[Saved entries]
++++++++++++++++++++
PR #8655, opened 2024-08-21
feat: debounce search and dialog component fixes [EXT-5636]

sarahlessner:
## Purpose

The dialog component is currently working both on keystroke and also has a search button. This PR removes that search button in favor of a search-as-you-type approach. A debounce was added to avoid fetching too often. 

Also in the Dialog component, a fix was implemented for being unable to change the selected basesite. 

Screenshot here showing the removal of the search button + the fact that the electronics-spa base site is actually shown as selected with the correct product list rendering. 

Screenshot 2024-08-21 at 4 05 44 PM

### DIFF
--- a/apps/sap-commerce-cloud/frontend/package.json
+++ b/apps/sap-commerce-cloud/frontend/package.json
@@ -17,7 +17,8 @@
     "cross-env": "^7.0.3",
     "lodash.get": "^4.4.2",
     "react": "^18.3.1",
-    "react-dom": "^18.3.1"
+    "react-dom": "^18.3.1",
+    "use-debounce": "^10.0.3"
   },
   "scripts": {
     "start": "vite",
--- a/apps/sap-commerce-cloud/frontend/src/components/Dialog/Dialog.styles.ts
+++ b/apps/sap-commerce-cloud/frontend/src/components/Dialog/Dialog.styles.ts
@@ -9,4 +9,5 @@ export const styles = {
   pagination: css({ margin: tokens.spacingL }),
   nextButton: (page: number) => css({ marginLeft: page > 0 ? tokens.spacingL : '' }),
   selectProductsButton: css({ margin: tokens.spacingL }),
+  selectButton: css({ justifySelf: 'flex-end' }),
 };
--- a/apps/sap-commerce-cloud/frontend/src/components/Dialog/Dialog.tsx
+++ b/apps/sap-commerce-cloud/frontend/src/components/Dialog/Dialog.tsx
@@ -127,7 +127,7 @@ const Dialog: React.FC<DialogProps> = ({ sdk }) => {
         <GridItem>
           <TextInput
             type="text"
-            placeholder={'Type to search...'}
+            placeholder={'Type to search products'}
             className={cx(styles.textInput, 'f36-margin-bottom--m')}
             value={query}
             onChange={updateSearchTerm}
--- a/apps/sap-commerce-cloud/frontend/src/components/Dialog/Dialog.tsx
+++ b/apps/sap-commerce-cloud/frontend/src/components/Dialog/Dialog.tsx
@@ -23,7 +23,7 @@ import union from 'lodash/union';
 import { formatProductUrl } from '../../utils';
 import { styles } from './Dialog.styles';
 import { cx } from '@emotion/css';
-import { DoneIcon, SearchIcon } from '@contentful/f36-icons';
+import { DoneIcon } from '@contentful/f36-icons';
 import { useDebounce } from 'use-debounce';
 
 interface DialogProps {
--- a/apps/sap-commerce-cloud/frontend/src/components/Dialog/Dialog.tsx
+++ b/apps/sap-commerce-cloud/frontend/src/components/Dialog/Dialog.tsx
@@ -24,6 +24,7 @@ import { formatProductUrl } from '../../utils';
 import { styles } from './Dialog.styles';
 import { cx } from '@emotion/css';
 import { DoneIcon, SearchIcon } from '@contentful/f36-icons';
+import { useDebounce } from 'use-debounce';
 
 interface DialogProps {
   sdk: DialogAppSDK<AppParameters>;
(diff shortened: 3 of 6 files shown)


apps/sap-commerce-cloud/frontend/package.json
```diff
@@ -17,7 +17,8 @@
     "cross-env": "^7.0.3",
     "lodash.get": "^4.4.2",
     "react": "^18.3.1",
-    "react-dom": "^18.3.1"
+    "react-dom": "^18.3.1",
+    "use-debounce": "^10.0.3"
```
sarahlessner, line 21: Popular library been around a while, saw a similar thing we were using for other apps - a bit more straightforward to implement than the lodash one with a callback.

apps/sap-commerce-cloud/frontend/src/components/Dialog/Dialog.styles.ts
```diff
@@ -9,4 +9,5 @@ export const styles = {
   pagination: css({ margin: tokens.spacingL }),
   nextButton: (page: number) => css({ marginLeft: page > 0 ? tokens.spacingL : '' }),
   selectProductsButton: css({ margin: tokens.spacingL }),
+  selectButton: css({ justifySelf: 'flex-end' }),
```
sarahlessner, line 12: Some CSS adjustment for the Select Products button now that there's no search button

apps/sap-commerce-cloud/frontend/src/components/Dialog/Dialog.tsx
```diff
@@ -42,14 +44,18 @@ const Dialog: React.FC<DialogProps> = ({ sdk }) => {
...
       page,
       sdk.parameters as SAPParameters,
       setTotalPages
     );
     setProducts(products);
     setErrors(errors);
-  }, [baseSite, query, page, sdk.parameters]);
+  }, [baseSite, debouncedQuery, page, sdk.parameters]);
+
+  useEffect(() => {
```
sarahlessner, line 56: I broke this out so we now have two `useEffect` hooks, which is part of resolving the issue with being able to change the basesite. 

What was happening is that our original `useEffect` hook fetched all of the basesites and set our state value for `baseSite` to whatever was at the first index of the basesites list. Then the hook would call `load` which fetches the products. Because of that, `load` was a dependency for the `useEffect` hook and anytime we called `load` we wound up triggering the `useEffect` hook. That caused the `baseSite` state value to get overwritten. 

We needed to separate that logic so that we only fetch/set the basesites on mount. The `load` function is a callback and it has the `baseSite` as a dependency so we don't need to explicitly call `load` again here after we initially fetch those baseSites.

That's also why I was able to remove the `load` calls elsewhere in the file. Overall I believe we were fetching the product list a lot more often than necessary.

apps/sap-commerce-cloud/frontend/src/components/Dialog/Dialog.tsx
```diff
@@ -137,15 +127,10 @@ const Dialog: React.FC<DialogProps> = ({ sdk }) => {
         <GridItem>
           <TextInput
             type="text"
-            placeholder={'Search Term...'}
+            placeholder={'Type to search products'}
```
sarahlessner, line 130: I thought to change this placeholder just as a tiny thing to help make it a little more clear that the way to search is to type in a term. Let me know if there's a better convention here.

apps/sap-commerce-cloud/frontend/package.json
david-shibley-contentful: we could also just implement our own debounce function:

```
function debounce(func, delay) {
  let timeoutId;

  return function(...args) {
    clearTimeout(timeoutId);

    timeoutId = setTimeout(() => {
      func.apply(this, args);
    }, delay);
  };
}
```

david-shibley-contentful (approved):
LGTM

apps/sap-commerce-cloud/frontend/src/components/Dialog/Dialog.tsx
mgoudy91: very cool, appreciate the write up

mgoudy91 (approved):
Looks good to me! I think there's _some_ possibility the type-to-search UX might be an annoyance for some users, but I'm okay giving this model a try and seeing if we have any complaints.

I was also wondering, is there any general suggestion for search UX when it comes to accessibility? I saw some conflicting answers online so it seems like it might not be a settled question.

sarahlessner:
> I was also wondering, is there any general suggestion for search UX when it comes to accessibility? I saw some conflicting answers online so it seems like it might not be a settled question.

@mgoudy91 that's a great question. I'll do a little research and implement some accessibility tweaks for anything that seems obvious. I don't seen an aria label on the search bar, as an example, so at the very least we should improve some small things like that. I also wonder if the input bar should be a focused element when the dialog opens.

mgoudy91:
> > I was also wondering, is there any general suggestion for search UX when it comes to accessibility? I saw some conflicting answers online so it seems like it might not be a settled question.
> 
> @mgoudy91 that's a great question. I'll do a little research and implement some accessibility tweaks for anything that seems obvious. I don't seen an aria label on the search bar, as an example, so at the very least we should improve some small things like that. I also wonder if the input bar should be a focused element when the dialog opens.

Sounds great, and only if that's interesting to you, certainly not a blocking concern at all. 

I will say though (as this is something I randomly learned _literally_ yesterday) that apparently autofocusing input fields is _not_ desirable from an accessibility standpoint and often a big problem for screen readers

sarahlessner:
> I will say though (as this is something I randomly learned literally yesterday) that apparently autofocusing input fields is not desirable from an accessibility standpoint and often a big problem for screen readers

Good to know, I was just trying to read up on that because we used to do it at LD all the time but I wasn't sure if it was actually good or not... so that's a bad example haha. But I do think it's important to spend some time on accessibility it's too often an afterthought so I'll spend some time there to just make it a little bit better.

sarahlessner:
Going to merge and added https://contentful.atlassian.net/browse/EXT-5645 for making accessibility improvements outside of just this component.

PR #8693, opened 2024-08-23
chore: group dependency upgrades

t-col:
## Purpose

group dependency upgrades for dev and production dependencies


jjolton-contentful (approved):
🙇

PR #8730, opened 2024-08-26
Fix/ext 5655 loading state

mgoudy91:
## Purpose

- adds loading state spinner for product requests to SAP
- Attempts to fix an infinite request bug with the way we memoize our api

image


sarahlessner (approved):
LGTM 🏅

PR #8731, opened 2024-08-26
feat: SAP app cleanup - move all component files into components folder [EXT-5652]

sarahlessner:
## Purpose

The AppConfig folder with several components lived outside of the `components` folder. Doing this step first since it's a more messy refactor.


apps/sap-commerce-cloud/frontend/tsconfig.json
```diff
@@ -15,7 +15,15 @@
     "isolatedModules": true,
     "noEmit": true,
     "jsx": "react-jsx",
-    "types": ["vite/client"]
+    "types": ["vite/client"], 
+    "paths": {
```
sarahlessner, line 19: I noticed in the guidelines for app developments not to use too many relative paths like `../../` and while I moved the AppConfig folder, I noticed I needed to update several imports relative paths. I tried spending a little time to resolve that and add these paths like I saw for other apps, but I couldn't get this to work - none of these paths resolve when I try to use them such as `@hooks/useApi` won't resolve. Anyone have more experience with this to know what step might be missing?

mgoudy91 (approved):

PR #8890, opened 2024-09-12
feat: Enable 3rd party libs using globals [MONET-2325]

kdamball:
## Purpose

Polyfill global & node modules by default to avoid bugs with globals on 3rd party libs

## Approach

Some 3rd party libraries use node globals/builtin modules which our runtimes do not always provide by default. We could polyfill one by one but it becomes impractical when using libraries. As a result, we should provide a default API regardless of runtime.

## Testing steps

Deploying and running functions should just work just like before. There might be some bundle size problems however


mrlaessig (approved):

jjolton-contentful (approved):

examples/function-appaction/build-functions.js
++++++++++++++++++++
What the task requires =
The reply should consist solely of the lines above from the one that has "sarahlessner, line 56: I" through the one that has "We needed to", reproduced exactly.

Reply to the exercise =
sarahlessner, line 56: I broke this out so we now have two `useEffect` hooks, which is part of resolving the issue with being able to change the basesite. 

What was happening is that our original `useEffect` hook fetched all of the basesites and set our state value for `baseSite` to whatever was at the first index of the basesites list. Then the hook would call `load` which fetches the products. Because of that, `load` was a dependency for the `useEffect` hook and anytime we called `load` we wound up triggering the `useEffect` hook. That caused the `baseSite` state value to get overwritten. 

We needed to separate that logic so that we only fetch/set the basesites on mount. The `load` function is a callback and it has the `baseSite` as a dependency so we don't need to explicitly call `load` again here after we initially fetch those baseSites.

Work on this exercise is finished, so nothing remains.